Some libraries don't perform this scaling. FFTW will return a scaled output and force you to apply the scaling factor yourself. They have good reasons for this, which you can read about here. Other packages like Octave will apply the scaling factor during the IFFT. Some libraries will perform a little bit of the scaling during both the forward and inverse transform by dividing by SQRT(N/2) in both the inverse and forward transform.



Long Story Short
Read the documentation of your library before becoming frustrated and confused by its output. If your output doesn't look like you would expect it to, you should check the output layout and understand how the scaling factor is applied in your library of choice. This stuff is not standardized.
















1. Some libraries will only output the bin magnitudes. This sort of output is fine if you’re only interested in creating simple visualizers, but it won't be appropriate if you want to perform any kind of serious signal processing or transformations on the signal data.

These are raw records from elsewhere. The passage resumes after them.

Issue #1376, opened 2022-08-14
Memory leak when ray.remote are repeatedly called in simulation


mofanv:
### Describe the bug

`ray.remote` in [ray_client_proxy.py](https://github.com/adap/flower/blob/main/src/py/flwr/simulation/ray_transport/ray_client_proxy.py#L113) are repeatedly called when running simulation. Because on default, it will go `Ray::IDLE` mode and rest in GPUs, the occupied GPU memory keeps increasing until CUDA out-of-memory errors happen. 

My solution is to add the `max_call` parameter when calling like `ray.remote(max_calls=1)`, based on ray documents [here](https://docs.ray.io/en/latest/ray-core/tasks/using-ray-with-gpus.html#workers-not-releasing-gpu-resources).

### Steps/Code to Reproduce

Run the simulation_pytorch example with `python main.py`, and monitor memory usage with `watch -n 0.1 nividia-smi`

### Expected Results

Clients release their occupied memory every communication round, to let other clients use it later in the next round.

### Actual Results

All clients have been executed keep the memory, which will cause CUDA OOM.

PR #1384, opened 2022-08-23
simulation, add max_calls arg to ray.remote to avoid rayidle in gpus

### LINKED ISSUE #1152: Exhausting computational resources with multiple fl.simulation.start_simulation runnings (ray)
### Describe the bug

I have been working with the simulation package `fl.simulation.start_simulation`, and after tweaking some parameters and re-running the code it seems (by the error message) to exhaust the computational resources. Probably some kind of garbage collector required ?

During the try-outs, it seems that after a while it works again (probably some gargabe collection from the OS?)

### Steps/Code to Reproduce

I am using as reference the [sim.ipynb](https://github.com/adap/flower/blob/main/examples/quickstart_simulation/sim.ipynb) notebook with a different dataset (bigger than MNIST) and different DNN model.

```
# Create FedAvg strategy
strategy=fl.server.strategy.FedAvg(
        fraction_fit=0.1,  # Sample 10% of available clients for training
        fraction_eval=0.05,  # Sample 5% of available clients for evaluation
        min_fit_clients=5,  # Never sample less than 10 clients for training
        min_eval_clients=5,  # Never sample less than 5 clients for evaluation
        min_available_clients=int(NUM_CLIENTS * 0.75),  # Wait until at least 75% clients are available
)

# Start simulation
fl.simulation.start_simulation(
    client_fn=client_fn,
    num_clients=NUM_CLIENTS,
    clients_ids=clients_list,
    num_rounds=5,
    strategy=strategy,
)
```

### Expected Results

Output of INFO, DEBUG, launch_and_fit, launch_and_evaluate messages.

### Actual Results

```
---------------------------------------------------------------------------
ValueError                                Traceback (most recent call last)
Input In [78], in <cell line: 13>()
      4 strategy=fl.server.strategy.FedAvg(
      5         fraction_fit=0.1,  # Sample 10% of available clients for training
      6         fraction_eval=0.05,  # Sample 5% of available clients for evaluation
   (...)
      9         min_available_clients=int(NUM_CLIENTS * 0.75),  # Wait until at least 75% clients are available
     10 )
     12 # Start simulation
---> 13 fl.simulation.start_simulation(
     14     client_fn=client_fn,
     15     num_clients=NUM_CLIENTS,
     16     clients_ids=clients_list,
     17     num_rounds=5,
     18     strategy=strategy,
     19 )

File ~/fl/venv/lib/python3.9/site-packages/flwr/simulation/app.py:143, in start_simulation(client_fn, num_clients, clients_ids, client_resources, num_rounds, strategy, ray_init_args)
    140     ray.shutdown()
    142 # Initialize Ray
--> 143 ray.init(**ray_init_args)
    144 log(
    145     INFO,
    146     "Ray initialized with resources: %s",
    147     ray.cluster_resources(),
    148 )
    150 # Initialize server and server config

File ~/fl/venv/lib/python3.9/site-packages/ray/_private/client_mode_hook.py:105, in client_mode_hook.<locals>.wrapper(*args, **kwargs)
    103     if func.__name__ != "init" or is_client_mode_enabled_by_default:
    104         return getattr(ray, func.__name__)(*args, **kwargs)
--> 105 return func(*args, **kwargs)

File ~/fl/venv/lib/python3.9/site-packages/ray/worker.py:933, in init(address, num_cpus, num_gpus, resources, object_store_memory, local_mode, ignore_reinit_error, include_dashboard, dashboard_host, dashboard_port, job_config, configure_logging, logging_level, logging_format, log_to_driver, namespace, runtime_env, _enable_object_reconstruction, _redis_max_memory, _plasma_directory, _node_ip_address, _driver_object_store_memory, _memory, _redis_password, _temp_dir, _metrics_export_port, _system_config, _tracing_startup_hook, **kwargs)
    895     ray_params = ray._private.parameter.RayParams(
    896         node_ip_address=node_ip_address,
    897         raylet_ip_address=raylet_ip_address,
   (...)
    927         metrics_export_port=_metrics_export_port,
    928         tracing_startup_hook=_tracing_startup_hook)
    929     # Start the Ray processes. We set shutdown_at_exit=False because we
    930     # shutdown the node in the ray.shutdown call that happens in the atexit
    931     # handler. We still spawn a reaper process in case the atexit handler
    932     # isn't called.
--> 933     _global_node = ray.node.Node(
    934         head=True,
    935         shutdown_at_exit=False,
    936         spawn_reaper=True,
    937         ray_params=ray_params)
    938 else:
    939     # In this case, we are connecting to an existing cluster.
    940     if num_cpus is not None or num_gpus is not None:

File ~/fl/venv/lib/python3.9/site-packages/ray/node.py:274, in Node.__init__(self, ray_params, head, shutdown_at_exit, spawn_reaper, connect_only)
    268         self.get_gcs_client().internal_kv_put(
    269             b"tracing_startup_hook",
    270             ray_params.tracing_startup_hook.encode(), True,
    271             ray_constants.KV_NAMESPACE_TRACING)
    273 if not connect_only:
--> 274     self.start_ray_processes()
    275     # we should update the address info after the node has been started
    276     try:

File ~/fl/venv/lib/python3.9/site-packages/ray/node.py:1114, in Node.start_ray_processes(self)
   1110 # Make sure we don't call `determine_plasma_store_config` multiple
   1111 # times to avoid printing multiple warnings.
   1112 resource_spec = self.get_resource_spec()
   1113 plasma_directory, object_store_memory = \
-> 1114     ray._private.services.determine_plasma_store_config(
   1115         resource_spec.object_store_memory,
   1116         plasma_directory=self._ray_params.plasma_directory,
   1117         huge_pages=self._ray_params.huge_pages
   1118     )
   1119 self.start_raylet(plasma_directory, object_store_memory)
   1120 if self._ray_params.include_log_monitor:

File ~/fl/venv/lib/python3.9/site-packages/ray/_private/services.py:1899, in determine_plasma_store_config(object_store_memory, plasma_directory, huge_pages)
   1895     plasma_directory = "/dev/shm"
   1896 elif (not os.environ.get("RAY_OBJECT_STORE_ALLOW_SLOW_STORAGE")
   1897       and object_store_memory >
   1898       ray_constants.REQUIRE_SHM_SIZE_THRESHOLD):
-> 1899     raise ValueError(
   1900         "The configured object store size ({} GB) exceeds "
   1901         "/dev/shm size ({} GB). This will harm performance. "
   1902         "Consider deleting files in /dev/shm or increasing its "
   1903         "size with "
   1904         "--shm-size in Docker. To ignore this warning, "
   1905         "set RAY_OBJECT_STORE_ALLOW_SLOW_STORAGE=1.".format(
   1906             object_store_memory / 1e9, shm_avail / 1e9))
   1907 else:
   1908     plasma_directory = ray._private.utils.get_user_temp_dir()

ValueError: The configured object store size (33.928609792 GB) exceeds /dev/shm size (33.928609792 GB). This will harm performance. Consider deleting files in /dev/shm or increasing its size with --shm-size in Docker. To ignore this warning, set RAY_OBJECT_STORE_ALLOW_SLOW_STORAGE=1.
```

mofanv:
#### Reference Issues/PRs
Fixes #1152 and #1376 

Issue: `@ray.remote` in [ray_client_proxy.py](https://github.com/adap/flower/blob/main/src/py/flwr/simulation/ray_transport/ray_client_proxy.py#L113) is repeatedly called when running simulation. By default, after each client finishes its training, the ray worker still rests in GPUs as `Ray::IDLE`. This accumulates and causes CUDA memory to run out. 

Change: By adding one argument `@ray.remote(max_calls=1)`, each ray worker will be removed after every client finishes.

#### Any other comments?
None

### DIFF
--- a/src/py/flwr/simulation/ray_transport/ray_client_proxy.py
+++ b/src/py/flwr/simulation/ray_transport/ray_client_proxy.py
@@ -91,7 +91,7 @@ class RayClientProxy(ClientProxy):
         return common.DisconnectRes(reason="")  # Nothing to do here (yet)
 
 
-@ray.remote
+@ray.remote(max_calls=1)
 def launch_and_get_properties(
     client_fn: ClientFn, cid: str, get_properties_ins: common.GetPropertiesIns
 ) -> common.GetPropertiesRes:
@@ -100,7 +100,7 @@ def launch_and_get_properties(
     return client.get_properties(get_properties_ins)
 
 
-@ray.remote
+@ray.remote(max_calls=1)
 def launch_and_get_parameters(
     client_fn: ClientFn, cid: str, get_parameters_ins: common.GetParametersIns
 ) -> common.GetParametersRes:
@@ -109,7 +109,7 @@ def launch_and_get_parameters(
     return client.get_parameters(get_parameters_ins)
 
 
-@ray.remote
+@ray.remote(max_calls=1)
 def launch_and_fit(
     client_fn: ClientFn, cid: str, fit_ins: common.FitIns
 ) -> common.FitRes:
@@ -118,7 +118,7 @@ def launch_and_fit(
     return client.fit(fit_ins)
 
 
-@ray.remote
+@ray.remote(max_calls=1)
 def launch_and_evaluate(
     client_fn: ClientFn, cid: str, evaluate_ins: common.EvaluateIns
 ) -> common.EvaluateRes:


danieljanes:
Thanks for the PR @mofanv !

CC'ing @pedropgusmao @jafermarq @Ryan0v0

jafermarq:
Thanks for looking into this @mofanv. Have you noticed any slowdown in training when for example you use many workers? (i.e. more than what you can have running concurrently). I suspect, using `max_calls=1` will create some overheads when spawning a new worker in the same round.

mofanv:
Hi, I have not noticed any significant slowdown with `max_calls=1` to close ray workers. How many workers do you think I can test for such spawning overheads?
My setting now is using 10 out of 100 clients each round as in https://github.com/adap/flower/blob/aa9b9467fbb7b25d321ae0208434adc71e28bff2/examples/simulation_pytorch/main.py#L159. I changed the model to `mobilenetv3` and it started to have `CUDA out of memory` error.

jafermarq:
I'd imagine the slowdown will only happen in settings were you N clients per round but your system (e.g. GPUs and CPUs) can only accommodate M at a given time, M<N. For example. If you have 50 clients per round but your system can only run 4 concurrently, then the remaining 46 will be scheduled by ray to run later, once some resources have been freed. In this example, I would imagine that having `max_calls=1` hurts performance because resources need to be deallocated (when client ends -- i.e. when the `call` ends) and re-allocated again (when a new client in the round is spawned)

About the `CUDA out of memory` error, how are you setting the `num_gpus` resources for the clients? This would be a fractional number [0:1] representing the portion of the GPU memory that a single client needs. (this value is different depending on how much VRAM your GPU has)

mofanv:
Thanks for the clarification. I wonder will such re-allocation causes a significant overhead. As I can imagine that most of the execution time is due to model training on GPUs? Also, if I understand it correctly, resting clients, i.e., ray workers, for later use still holds the memory. But this may occupy a large amount of memory when clients are training a large model?

I tried 8 clients on 8 GPUs (i.e., `num_gpus=1`) and also 8 clients on 4GPUs (i.e., `num_gpus=0.5`), both have this GPU OOM problem. My machine has 8 V100 GPUs. Each GPU has 16GB memory. I monitored GPUs usage by `watch -n0.1 nvidia-smi`, and observed more `Ray::IDLE` processes resting in GPUs every round. Each round costs around 1.5G of memory for `mobilenetv3`. 

I have also tested on the original `simulation_pytorch` example, and the accumulated memory issue also happens, but just less severe because the model size is small.

jafermarq:
Which version of Ray do you use? Ray 1.12 resulted in an issue similar to what you describe "more `Ray::IDLE` processes resting in GPUs every round". Could you downgrade to 1.11.1 and try again? `pip install ray==1.11.1

mofanv:
I see. I was using Ray 1.13, and by downgrading it to 1.11.1, no `Ray::IDLE` anymore. I can run it on `simulation_pytorch` example now, but failed with my own project. It stops with 
```
The configured object store size (10.99511808 GB) exceeds /dev/shm size (10.99511808 GB). This will harm performance. Consider deleting files in /dev/shm or increasing its size with --shm-size in Docker. To ignore this warning, set RAY_OBJECT_STORE_ALLOW_SLOW_STORAGE=1.
```
With Ray 1.13, there is no such problem anyway.

So I wonder which do you suggest for now? i) use Ray 1.11.1 and wait for Ray 1.13 or later version to fix the problem, or ii) just add `max_calls=1` in order to use Ray 1.13 without OOM

mofanv:
I checked again. This OOM problem also exists in Ray 2.0.0

mofanv:
> @mofanv Where should the `ray.remote(max_calls=1)` parameter? When I add it to the clients `fit` function, the functionality is broken.

Not sure is it still a issue in the current version. I think the official suggestion is to downgrade Ray version.
But if you still want to do the trick, then changing `ray.remote` in this and all following lines here
https://github.com/adap/flower/blob/713c008ad5bcec53d5d954c20824c82322d1d3e4/src/py/flwr/simulation/ray_transport/ray_client_proxy.py#L118

vtsouval:
@mofanv Thank you. 

Another workaround that worked for me was to limit the number number of CPU cores that ray can utilize to be equal to the utilized CPU cores from client per round. This can be set in the initialization parameters of ray in `start_simulation` (i.e. ray_init_args("num_cpus": 10)). This way all IDLE clients are removed in each federated round.

pedropgusmao:
`max_calls=1` can be a problem if you increase the number of clients per round. I'm running experiments where, **without** `max_calls=1`, each round with 100 clients takes about 40 seconds. If I set `max_calls=1`, the required time goes up to 10 minutes!

kuihao:
Thank you very much, you really saved my life, I checked all night long and finally solved the problem, the method that changing all `@ray.remote` to `@ray.remote(max_calls=1)` really works. Not only does it save space, but it also reduces the running time from 15 minutes to 1 minute.

As for **downloading the ray version**, it **didn't work** for me. After I downloaded the version from `ray==2.2.0` to `ray==1.11.1`, all the processes died as soon as they were sent to cuda, and the flower server didn't know why it didn't wait for the cuda to return and end itself.

mxbi:
Potentially useful: https://docs.ray.io/en/latest/ray-core/tasks/using-ray-with-gpus.html#workers-not-releasing-gpu-resources
The issue seems to be that Ray assumes GPU resources are freed entirely after a task is finished, which is far from guaranteed.

In my case, a very simple FL on a tiny dataset ran out of memory on my 24GB RTX 3090 after about 15 clients/5 rounds, because new threads were being launched for every round and not being freed.

Additionally, this behaviour can vary from system-to-system because Ray seems to keep around `num_cpus` clients lazily before it starts re-using them. In my case, it worked on a Colab notebook with 2 threads, but not on my machine with 48 threads. Essentially, ray's default behaviour is to delay garbage collection until it runs out of _CPU threads_, rather than running out of GPU memory.

As @vtsouval suggested, pointing users to set `ray_init_args={"num_cpus": MAX_WORKERS}` could be a better option, where `MAX_WORKERS=n_clients` ensures maximum parallelisation (assuming you have the VRAM for it). This fixed the memory leak for me **while retaining the performance benefit of re-using workers between rounds**. Setting `max_calls=1` seems to destroy and recreate the process on every call, which as noted can harm performance greatly.

(Caveat: I'm a first-time Flower user, so I could be off-base here).

jafermarq:
@mxbi  if you use Ray 1.11 it will work just fine (as i indicated earlier in this thread https://github.com/adap/flower/pull/1384#issuecomment-1226118068) . Afaik this issue with Flower+Ray happens with Ray 2+

@pedropgusmao @danieljanes why aren't we pinning Ray 1.11 to Flower simulation?

pedropgusmao:
Tbh, I don't think keeping an older version as the default is good long-term as this might lead to broken dependencies later on. 
Ray already moved to`max_calls=1` in their [2.2 version](https://docs.ray.io/en/latest/ray-core/tasks/using-ray-with-gpus.html?highlight=max_calls#workers-not-releasing-gpu-resources), but I still think we might want to look for alternatives.

alexkyllo:
I'm running into this issue with flwr==1.3.0 and ray==2.2.0. I need to train 10 clients per round on 1 GPU, but only 5 clients will fit in my GPU memory. Ray keeps creating processes and leaving them "IDLE", consuming memory until I get a CUDA OOM error. I've tried changing the arguments like `start_simulation(client_resources={"num_cpus": 8,"num_gpus": 1})`. I can't downgrade to ray==1.11.1 because it only supports Python <=3.9 and I'm on Python 3.10. Does anyone know of another workaround?

kuihao:
@alexkyllo  Although I am using python 3.9 (ray 2.2.0, flwr1.2.0), I have chosen not to downgrade the ray version and still use ray 2.2.0. 

Firstly, open `ray_client_proxy.py` (<pip package installed dir>/lib/python3.9/site-packages/flwr/simulation/ray_transport/ray_client_proxy.py) and **select all `@ray.remote` and replace them with `@ray.remote(max_calls=1)`**. This will ensure that the ray actors (clients) are cleared when idle, rather than occupying v-ram on the GPU (Nvidia RTX 3090, GTX 1080 Ti, GTX 1070, A6000, A4000, P5000). At least, this method has been effective for me. You may want to give it a try.

alexkyllo:
> @alexkyllo  Although I am using python 3.9 (ray 2.2.0, flwr1.2.0), I have chosen not to downgrade the ray version and still use ray 2.2.0. 
> 
> Firstly, open `ray_client_proxy.py` (<pip package installed dir>/lib/python3.9/site-packages/flwr/simulation/ray_transport/ray_client_proxy.py) and **select all `@ray.remote` and replace them with `@ray.remote(max_calls=1)`**. This will ensure that the ray actors (clients) are cleared when idle, rather than occupying v-ram on the GPU (Nvidia RTX 3090, GTX 1080 Ti, GTX 1070, A6000, A4000, P5000). At least, this method has been effective for me. You may want to give it a try.

Thanks, this works, but I will need to fork the flwr package to make it work across my environments. 

I was a little confused because @pedropgusmao 's comment mentioned that `max_calls=1` was the default in Ray 2.2 but this doesn't appear to be the case after all. 

Would it be a good idea to enhance flwr to make this `max_calls` thing configurable via an argument to `start_simulation` or something?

2. Octave is something like an open-source version of MATLAB. If you’re on a Mac, installing Octave is as easy as installing homebrew and then typing 'brew install octave' into your terminal window.

















3. You can convince yourself of this fact by revisiting the sine-waves which are used to compute the imaginary component of the DC and Nyquist bins in our walk-through of the DFT. Note that all of the samples for these sines are zero-valued.
























4. Outputs are shown in grey if you don't have Octave handy.